PR #5785, opened 2019-11-06
Add csv file type validation for all platforms

trojanh:
Resolves N.A.
Impact: **minor**  
Type: **bugfix**

## Issue
Products filter by .csv file doesn't have file validation which makes any type of files to  be uploaded causing the following error on browser console:
Screenshot 2019-11-06 at 5 43 40 PM 

## Solution
Adding following MIME type for csv validation works on all platforms
```
text/plain
text/x-csv
application/vnd.ms-excel
application/csv
application/x-csv
text/csv
text/comma-separated-values
text/x-comma-separated-values
text/tab-separated-values
```
ref: https://www.christianwood.net/csv-file-upload-validation/

## Testing
1. Go to products page 
2. Click on `Actions` dropdown and now click on `Filter by file` option
3. Upload non-csv file and see the browser console after clicking on `Filter Products`

### DIFF
--- a/imports/plugins/included/product-admin/client/components/ProductTable.js
+++ b/imports/plugins/included/product-admin/client/components/ProductTable.js
@@ -25,6 +25,18 @@ mutation createProduct($input: CreateProductInput!) {
 }
 `;
 
+const CSV_FILE_TYPES = [
+  "text/csv",
+  "text/plain",
+  "text/x-csv",
+  "application/vnd.ms-excel",
+  "application/csv",
+  "application/x-csv",
+  "text/comma-separated-values",
+  "text/x-comma-separated-values",
+  "text/tab-separated-values"
+];
+
 /**
  * ProductTable component
  * @param {Object} props Component props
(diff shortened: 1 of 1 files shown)


mikemurray:
Testing must occur on `Windows` before this PR is to be merged. We removed the validation because of an issue with windows. I hope that these new mime types do work, but again, it needs to be tested on `Windows`, not just on macOS or Linux.

spencern:
To add on to what @mikemurray mentioned here - we've removed the MIME type validation because of an issue that was reported using Windows with the previous type validation we had 

Your solution is more substantial than the initial `text/csv` type that was built in - I'm hopeful that this issue is still resolved with this PR. https://github.com/reactioncommerce/reaction/pull/5700

We need someone to test this PR on several browsers on Windows before merging this.

trojanh:
Thanks @spencern and @mikemurray, I couldn't test it too but I thought this solution will help achieve the wider goal of allowing variety of file types on different platforms. So let's wait till we have this tested by someone on different platforms.

aldeed:
Verified works with Excel CSVs and on Windows OS. I implemented the same changes in Reaction Admin 3.0 here: https://github.com/reactioncommerce/reaction-admin/pull/197

Note that 2.x is in fixes-only phase, so this is getting merged but will only get released if another release is deemed necessary at some point.

trojanh:
awesome,  thanks @aldeed , 👍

_ _ _ _

» PROMPT:
Look above for lines with the word "spencern" and copy them all.

» TASK RESULT:
spencern:
Thanks @spencern and @mikemurray, I couldn't test it too but I thought this solution will help achieve the wider goal of allowing variety of file types on different platforms. So let's wait till we have this tested by someone on different platforms.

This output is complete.